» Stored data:
========

PR #2336, opened 2016-12-29
Profile updates/cleanups in preparation for a portage-stable update

marineam:
The only thing particularly interesting here are the seccomp and xattr flags. Upstream has enabled them by default and it seems fair to follow suit. amd64 already has xatter on all packages and seccomp on some. arm64 is the bigger change as it had both completely disabled. The end result is that the big portage-stable update will not toggle any flags.

All the rest of the churn is just trivial cleanups or tweaks to make diffing emerge results before and after the portage-stable update easier.

### DIFF
--- a/profiles/coreos/base/package.use.force
+++ b/profiles/coreos/base/package.use.force
@@ -1,2 +1,5 @@
 # Copyright (c) 2014 The CoreOS Authors. All rights reserved.
 # Distributed under the terms of the GNU General Public License v2
+
+# Do not force this flag, we don't need XATTR_PAX
+sys-apps/portage -xattr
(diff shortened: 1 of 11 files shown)


profiles/coreos/base/package.use.force
```diff
@@ -1,2 +1,5 @@
 # Copyright (c) 2014 The CoreOS Authors. All rights reserved.
 # Distributed under the terms of the GNU General Public License v2
+
+# Do not force this flag, we don't need XATTR_PAX
+sys-apps/portage -xattr
```
crawford: Why is this needed in both `package.use` and `package.use.force`?

marineam: The package.use.force removes the flag from a previous listing in package.use.force in the hardened profile as that overrides everything. The entry in package.use then can actually disable the flag since it is listed in $USE. The forced flag mechanism is basically an independent system from normal $USE and package.use system.

PR #2350, opened 2017-01-05
app-emulation/docker: remove early docker

crawford:


philips:
This should be reverted. Early-docker is crufty but we should deprecate it on a planned rollout. https://twitter.com/BenReser/status/837699258971107328

crawford:
This was announced five months ago (https://groups.google.com/d/msg/coreos-user/DqOcGM9EXzo/HLnyYLLiCAAJ).

PR #2353, opened 2017-01-05
sys-kernel/coreos-*: bump to 4.8.15

crawford:


crawford:
Fixes https://github.com/coreos/bugs/issues/1703 and https://github.com/coreos/bugs/issues/1730.

PR #2355, opened 2017-01-05
Revert "Active directory"

crawford:
Reverts coreos/coreos-overlay#2325


crawford:
Triggers https://security.gentoo.org/glsa/201701-03 and needs https://github.com/coreos/coreos-overlay/pull/2354.

PR #2357, opened 2017-01-06
dev-lang/python-oem: hardcode distname to coreos

crawford:


euank:
Can we add a comment to the patch  referencing when we can remove it?

crawford:
I added some context to the commit message.

PR #2358, opened 2017-01-06
app-admin/toolbox: bump to swap docker for rkt

dm0-:
This fixes coreos/bugs#1704.

I've added a runtime dependency on rkt for completeness, but I suppose it isn't *strictly* required ... if the user knows how to manually configure and construct an appropriate root directory.


glevand:
This broke toolbox on arm64.  See https://github.com/coreos/rkt/issues/3526.
We can either wait for the rkt fix, or put a temporary conditional in the toolbox script to use docker for arm64.

PR #2359, opened 2017-01-07
sys-kernel/coreos-sources: patch dev ref leak on IPv6 DAD failure

bgilbert:


crawford:
Correct. Can you also open a PR against the build-1235 branch?

PR #2381, opened 2017-01-18
Upgrade to Docker 1.13

dm0-:


app-emulation/docker-proxy/docker-proxy-9999.ebuild
```diff
@@ -0,0 +1,39 @@
+# Copyright 1999-2016 Gentoo Foundation
+# Distributed under the terms of the GNU General Public License v2
+# $Id$
+
+EAPI=5
+EGO_PN="github.com/docker/libnetwork"
+
+COREOS_GO_PACKAGE="${EGO_PN}"
```
marineam: should probably explicitly set the coreos go version too.

dm0-:
Oops, amended the wrong commit.  Updated.

euank:
@dm0- https://github.com/docker/docker/blob/v1.13.0/hack/dockerfile/binaries-commits#L4-L5

We probably need to check if there's anything meaningful there too

PR #2393, opened 2017-01-24
sec-policy/selinux-*: Two small updates

crawford:
Ensure that containers can append to fifos so stderr works under Docker,
and quieten wake_alarm AVCs.


crawford:
Fixes https://github.com/coreos/bugs/issues/1757 and https://github.com/coreos/bugs/issues/1739.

========

The required answer is each line of the data in which the word "stable" appears.

» EXERCISE OUTPUT:
Profile updates/cleanups in preparation for a portage-stable update
The only thing particularly interesting here are the seccomp and xattr flags. Upstream has enabled them by default and it seems fair to follow suit. amd64 already has xatter on all packages and seccomp on some. arm64 is the bigger change as it had both completely disabled. The end result is that the big portage-stable update will not toggle any flags.
All the rest of the churn is just trivial cleanups or tweaks to make diffing emerge results before and after the portage-stable update easier.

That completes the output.